Разгорелась жаркая словесная перепалка, злые бранные слова давали выход
накопившемуся раздражению и отбивали всем нам аппетит. Сидя на перекладине
мачты, Сантьяго оборонялся, как мог, но в конце концов сник под сыпавшимися
на него со всех сторон ударами.
- Карло, - сказал я. - Ты профессиональный альпинист, у тебя большой
экспедиционный опыт. Как ты можешь требовать, чтобы профессор, преподаватель
университета, не хуже тебя разбирался в узлах и выполнял тяжелую работу. Ты
все равно что безгрешный священник, который требует от других, чтобы они все
делали, как он.
Кажется, я не мог придумать худшего оскорбления. Карло медленно встал,
весь побагровел и схватился рукой за голову.
- Я - священник?
На секунду он онемел и только глотал воздух. Потом повернулся от меня к
Сантьяго и вдруг протянул ему мозолистую ладонь.
- Ладно, ребята, что было - забудем!
Все обменялись рукопожатиями через стол. Норман сбегал за губными
гармониками для себя и Кея, Мадани принес свой марокканский барабан, и,
когда я через два часа побрел в каюту, чтобы вздремнуть, на носу еще звучала
разудалая музыка и песни всех частей света.

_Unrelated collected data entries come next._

PR #695, opened 2024-08-05
Add support for UINT Generation 

tylera-nvidia:
Currently only calling the `curandGenerate` function to generate a fully random bit for 32bits, scaling range to full uint32_t size.

Considering adding another randomi function to provide inputs for scaling range (min/max).


include/matx/generators/random.h
```diff
@@ -54,6 +54,28 @@ __global__ void curand_setup_kernel(Gen *states, uint64_t seed, index_t size)
...
+ *
+ * @tparam T inner type of data
+ * @tparam Gen Generator type
+ * @param val Value to store in
+ * @param state Generator state
+ * @param min min of the range to generate
+ * @param max max of the range to generate
+ */
+template <typename T, typename Gen>
+__inline__ __MATX_DEVICE__ void get_randomi(T &val, Gen *state, double min, double max)
```
cliffburdick, line 69: I thought you said curand_uniform returns a number between 0 and FLOAT_MAX, but it looks like it's 0..1?

include/matx/generators/random.h
```diff
@@ -186,233 +206,62 @@ template <typename T> class [[deprecated("Use random() operator instead of rando
...
-        uint64_t seed_;
-        inner_t alpha_;
-        inner_t beta_;
+        uint64_t seed_;     
         bool init_ = false;
         bool device_;
-
+        
+        union{
+        randFloatParams<inner_t> fParams_;
```
cliffburdick, line 244: Looks like the spacing is off here

include/matx/generators/random.h
```diff
@@ -186,233 +206,62 @@ template <typename T> class [[deprecated("Use random() operator instead of rando
...
-  __MATX_INLINE__ void PostRun([[maybe_unused]] ShapeType &&shape, [[maybe_unused]] Executor &&ex) noexcept  
-  {
-  }  
-};
-
-  namespace detail {
+  
+  template< typename T >
+  struct randFloatParams{
+    Distribution_t dist_;
```
cliffburdick, line 225: Isn't this structure only used for normal distributions?

include/matx/generators/random.h
```diff
@@ -186,233 +206,62 @@ template <typename T> class [[deprecated("Use random() operator instead of rando
...
         __MATX_INLINE__ std::string str() const { return "random"; }
 
         // Shapeless constructor to be allocated at run invocation
         RandomOp() = delete;
-
-        inline RandomOp(ShapeType &&s, Distribution_t dist, uint64_t seed, inner_t alpha, inner_t beta) :
-          dist_(dist), seed_(seed), alpha_(alpha), beta_(beta)
+  
+        // base constructor, should never be called directly
+        inline RandomOp(ShapeType &&s, uint64_t seed) :
```
cliffburdick, line 263: Can you change these to `__MATX_INLINE__` instead to be consistent with other files? I know it was like that already.

include/matx/generators/random.h
```diff
@@ -186,233 +206,62 @@ template <typename T> class [[deprecated("Use random() operator instead of rando
...
+  
+  template< typename T >
+  struct randFloatParams{
+    Distribution_t dist_;
+    T alpha_;
+    T beta_;
+  };  
+  
     template <typename T, typename ShapeType>
     class RandomOp : public BaseOp<RandomOp<T, ShapeType>> {
```
cliffburdick, line 231: I was thinking RandomOp would take the distribution as a template parameter, then you don't need to save it inside the structs. Everything would be compile-time.

include/matx/generators/random.h
```diff
@@ -587,13 +497,24 @@ template <typename T, int RANK> class randomTensorView_t {
            std::enable_if_t<!std::is_array_v<remove_cvref_t<ShapeType>>, bool> = true>
   inline auto random(ShapeType &&s, Distribution_t dist, uint64_t seed = 0, LowerType alpha = 1, LowerType beta = 0)
   {
+    static_assert(
```
cliffburdick, line 500: Maybe use the second parameter to add a string saying why this is enforced.

include/matx/generators/random.h
```diff
@@ -611,4 +532,57 @@ template <typename T, int RANK> class randomTensorView_t {
...
+   * @param min min of generation range
+   * @param max max of generation range
+   * @return Random number operator
+   */
+  template <typename T, typename ShapeType, typename LowerType = typename inner_op_type_t<T>::type,
+           std::enable_if_t<!std::is_array_v<remove_cvref_t<ShapeType>>, bool> = true>
+  inline auto randomi(ShapeType &&s, uint64_t seed = 0, LowerType min = 0, LowerType max = 100)
+  {
+    static_assert(
+                  std::is_same_v<T, uint32_t> ||
```
cliffburdick, line 555: Same comment with a string

test/00_tensor/ViewTests.cu
```diff
@@ -469,6 +469,56 @@ TYPED_TEST(ViewTestsFloatNonComplexNonHalf, Random)
...
+    (t3f = (TestType)0).run(this->exec);
+    (t3f = randomi<TestType>({count, count, count}, 0, minBound, maxBound )).run(this->exec);
+    // example-end randomi-test-1   
+    this->exec.sync();
+
+    for (index_t i = 0; i < count; i++) {
+      for (index_t j = 0; j < count; j++) {
+        for (index_t k = 0; k < count; k++) {
+          TestType val = t3f(i, j, k); 
+          ASSERT_NE(val, 0); //bounds are (min,max], so even if min == 0, it shouldn't appear in the data
```
cliffburdick, line 495: I would expect it to be [0,N). What's the reason 0 can't be included?

cliffburdick (changes requested):
Just a few comments

test/00_tensor/ViewTests.cu
tylera-nvidia: This is the distribution of the [curand_uniform](https://docs.nvidia.com/cuda/curand/device-api-overview.html#distributions) API, and since we're using that under the hood, not much we can do about it. I also think it would  be weird to bias the distribution differently than curand natively does, since we say we're using it under the hood.

tylera-nvidia: I need to remove this check anyways though, as it was failing due to the distributions covering 0, so this line and the comment is being removed.

include/matx/generators/random.h
tylera-nvidia: yep, updated all in this file.

include/matx/generators/random.h
tylera-nvidia: fixed, in the way I think you mean. I indented the values inside the union (like it was a scope), and left the union at the level of the parent class as it was. 

the only other union I could find in our code was at a namespace scope, so I mirrored that spacing here. let me know if you want it a different way.

include/matx/generators/random.h
tylera-nvidia: The reason I didn't do this is that only float supports multiple distribution types; integral is always uniform, so you would need to provide a meaningless input for integral types if we make it a template parameter. you could set it to whatever for integral and we just ignore it.

include/matx/generators/random.h
tylera-nvidia: updated

include/matx/generators/random.h
tylera-nvidia: updated

include/matx/generators/random.h
tylera-nvidia: it's used to [scale the output of the uniform path ](https://github.com/NVIDIA/MatX/blob/c0cea227db63949de4f873b4cf2d4da18c536f37/include/matx/generators/random.h#L427)for floats as well as being used for [parameters to the random generation for the normal path](https://github.com/NVIDIA/MatX/blob/c0cea227db63949de4f873b4cf2d4da18c536f37/include/matx/generators/random.h#L430).

cliffburdick (approved):

PR #697, opened 2024-08-06
Implement argminmax

tylera-nvidia:
Implement a new argminmax function based on cub_reduce that calculates the following:

- an index of the data's minimum
- an index of the data's maximum
- the data's max
- the data's min

example call would be:

` (matx::mtie(minVal, minIdx, maxVal, maxIdx) = matx::argminmax(inFlattened)).run();  `


include/matx/generators/random.h
```diff
@@ -518,6 +539,9 @@ template <typename T, int RANK> class randomTensorView_t {
           if constexpr (std::is_same_v<T, float>) {
             curandGenerateUniform(gen_, &val, 1);
           }
+          else if constexpr (std::is_same_v<T, uint32_t>) {
```
cliffburdick, line 542: Doesn't this need a `randomi` function?

tylera-nvidia: this has an older version of the random changes. I just needed a working version for a test function. I'll update this one once I have the other PR completed.

cliffburdick:
@tylera-nvidia this will need a docs page too

include/matx/transforms/cub.h
```diff
@@ -878,6 +938,42 @@ inline void ExecSort(OutputTensor &a_out,
...
+   */
+  inline void ExecArgMinMax(const InputOperator &in,
+                            const cudaStream_t stream)
+  {
+#ifdef __CUDACC__
+    MATX_NVTX_START("", matx::MATX_NVTX_LOG_INTERNAL)
+  
+    // Set up CUB stuff
+    auto d_in = thrust::counting_iterator<size_t>(0);
+    auto min_op = minmaxer{in.Data()};
```
tmartin-gh, line 966: Passing the .Data() pointer will cause this to fail if the underlying tensor has been permuted.  Ideally we'd rework RandomOperatorIterator and RandomOperatorOutputIterator to work correctly with Thrust.

At a minimum, suggest updating the docs (limitations.rst) to indicate this doesn't support permutations.

include/matx/transforms/cub.h
```diff
@@ -1187,15 +1284,99 @@ void cub_reduce(OutputTensor &a_out, const InputOperator &a, typename InputOpera
...
+ *   Sorted tensor
+ * @param a
+ *   Input tensor
+ * @param init
+ *   Value to initialize the reduction with
+ * @param stream
+ *   CUDA stream
+ */
+template <typename OutType, typename TensorIndexType, typename InType>
+void cub_reduce_custom(OutType minDest, TensorIndexType &minIdxs, OutType maxDest, TensorIndexType &maxIdxs, const InType &in, const cudaStream_t stream = 0)
```
tmartin-gh, line 1317: Should this be 'cub_reduce_argminmax' instead of 'cub_reduce_custom' since it doesn't accept an arbitrary custom compare?

tmartin-gh: Or perhaps allow it to accept an arbitrary custom compare, but make this a 'cub_reduce_custom_4output' since it's outputting 4 values?

include/matx/transforms/cub.h
```diff
@@ -1187,15 +1284,99 @@ void cub_reduce(OutputTensor &a_out, const InputOperator &a, typename InputOpera
...
+
+
+/**
+ * Reduce a tensor using CUB but accessing data through compare operator
+ *
+ * Reduces a tensor using the CUB library for either a 0D or 1D output tensor. There
+ * is an existing reduce() implementation as part of matx_reduce.h, but this function
+ * exists in cases where CUB is more optimal/faster.
+ *
+ * @tparam OutputTensor
```
tmartin-gh, line 1303: Doxygen comments don't match code (OutputTensor vs OutType, etc).

include/matx/transforms/cub.h
```diff
@@ -878,6 +938,42 @@ inline void ExecSort(OutputTensor &a_out,
 #endif
   }
 
+  /**
+   * Execute a max on a tensor
+   *
+   * @note Views being passed must be in row-major order
+   *
+   * @tparam OutputTensor
```
tmartin-gh, line 946: Doxygen comments don't match code

cliffburdick:
@tylera-nvidia can we close this one given #778 ?

cliffburdick:
@tylera-nvidia I saw you just committed another patch, but is this OBE given #778?

tylera-nvidia:
@cliffburdick  I was doing some performance comparison with @tmartin-gh  to make sure things were roughly equivalent. I can into some performance issues when the return tensor is size {1} versus size {0}. runtime goes from ~40us to >1ms, but we still get the right answer. My implementation did not exhibit that behavior, but it looks like it was due to my "dumb" pointer arithmetic in writing out the output. 

After resolving that, performance seems roughly comparable, so I'm going to close this PR. It looks like caching is currently broken in main, and we have some unprotected conditions for weird outputs, but those should all be fixed with new branches off main, not based on my old implementation.

PR #716, opened 2024-08-13
Rapids cmake 24 06 package

cliffburdick:
The `make install` method was not working for CCCL since it didn't assign an export set. This PR moves our installation for CCCL to rapids-cmake to handle that for us


CMakeLists.txt
```diff
@@ -118,10 +122,11 @@ if (CMAKE_CUDA_COMPILER_VERSION VERSION_LESS 11.5)
     message(FATAL_ERROR "MatX requires CUDA 11.5 or higher. Please update before using.")
 endif()
 
-# libcudacxx is now part of CCCL, so grab that repo if needed
-message(STATUS "Need CCCL. Finding...")
-set(CCCL_VERSION "v2.4.0" CACHE STRING "Version of CCCL to use")
-include(cmake/FindCCCL.cmake)
+message(STATUS "Finding CCCL...")
+rapids_cpm_cccl(
```
tylera-nvidia, line 126: I saw we updated the rapids_cmake version. we currently don't mention it or its version in the build dependencies [here](https://nvidia.github.io/MatX/build.html#required-third-party-dependencies)... do you think we should? 
Does using the `rapids_cpm_cccl` incur any other dependencies that the cmake `FindCCCL` didn't?

tylera-nvidia: I think we justified _not_ listing the rapids_cmake as a dependency since it's direcly included in the source here.

cliffburdick: It's part of a subtree/our code, so we don't need to mention it since the user won't have to do anything about it

cliffburdick: > I saw we updated the rapids_cmake version. we currently don't mention it or its version in the build dependencies [here](https://nvidia.github.io/MatX/build.html#required-third-party-dependencies)... do you think we should? Does using the `rapids_cpm_cccl` incur any other dependencies that the cmake `FindCCCL` didn't?

All the dependencies are in rapids-cmake itself. We can actually start to move nvbench and google test over to this too and it should handle it much better.

tylera-nvidia (approved):

PR #720, opened 2024-08-16
MATX_EN_CUTENSOR / MATX_ENABLE_CUTENSOR Unified Variable

tylera-nvidia:
Currently we use MATX_EN_CUTENSOR as the cmake flag to control using cuTensor, but use MATX_ENABLE_CUTENSOR for the internal macro define check in code. This causes confusing reporting/error messages, and requires different variables depending how the user is building MatX.

### DIFF
--- a/CMakeLists.txt
+++ b/CMakeLists.txt
@@ -260,7 +260,7 @@ if (MATX_EN_CUTENSOR)
 
     include(cmake/FindcuTENSOR.cmake)
     include(cmake/FindcuTensorNet.cmake)
-    target_compile_definitions(matx INTERFACE MATX_ENABLE_CUTENSOR)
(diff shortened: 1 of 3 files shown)


bench/00_transform/einsum.cu
```diff
@@ -1,7 +1,7 @@
 #include <nvbench/nvbench.cuh>
 #include "matx.h"
 
-#if ENABLE_CUTENSOR
+#if MATX_EN_CUTENSOR
```
cliffburdick, line 4: This should be `#ifdef`. Bug was there prior

cliffburdick (approved):

bench/00_transform/einsum.cu
tylera-nvidia: good catch I didn't notice. updated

Прошлогоднее плавание на "Ра I" превратилось в чистый дрейф уже с
первого дня, когда у нас сломались оба рулевых весла. Эксперимент был
прекращен недалеко от крайнего в вестиндской цепочке острова Барбадос. На
этот раз лодка не утратила своих мореходных качеств, и мы решили идти на тот
самый остров, к которому природа собиралась привести нас годом раньше.
Поэтому расстояние до финиша мы измеряли числом миль, отделяющих нас от
Барбадоса. И с точки зрения попутного ветра и течения это был самый
подходящий курс. Правда, рулевым доставалось тяжко, погрузневшая от воды
ладья так и норовила развернуться боком.
Отстоишь ночную вахту, и до того измотан, что пальцы не разогнуть. А
если лодка все-таки разворачивалась, так что паруй обстенивало и волны
врывались на борт, Юрина парусина не выдерживала, и тогда на голову
злосчастного рулевого сыпалась брань семи голых мореплавателей, которым
приходилось, обвязавшись страховочной веревкой, выскакивать во тьму и по
пояс в воде тянуть и дергать парус, шкоты, весла, спасать груз. Кое-кому
стало невмоготу в одиночку нести ответственность ночной вахты, и мы удвоили
число вахтенных, продлив ночное дежурство до трех часов.
Надо что-то придумать, чтобы не маяться так с этим громоздким рулевым
устройством,
- Эх, если бы можно было подать вперед мачту, - начал я фантазировать
однажды ночью, когда мы с Норманом вместе несли вахту на мостике. - Если
парус вынести на самый нос, лодка будет сама собой управлять.
- А что, это мы можем, - радостно сказал Норман. И прямо с утра мы
приступили к сложнейшей операции. Нам предстояло наклонить тяжеленную
двуногую мачту вперед - тогда и парус переместится к носу.
Норман стесал наискось топором опорную плоскость обоих колен. Затем мы
осторожно развязали все двенадцать вантов, которые крепили мачту к бортам
ладьи. Теперь можно было наклонять 300-килограммовую махину, высотой десять
метров. Мы подтянули к носу макушку мачты, а с ней и рею, и, когда опять
закрепили ванты, парус, наполнившись ветром, изогнулся дугой впереди
высокого форштевня. Рулить сразу стало легче.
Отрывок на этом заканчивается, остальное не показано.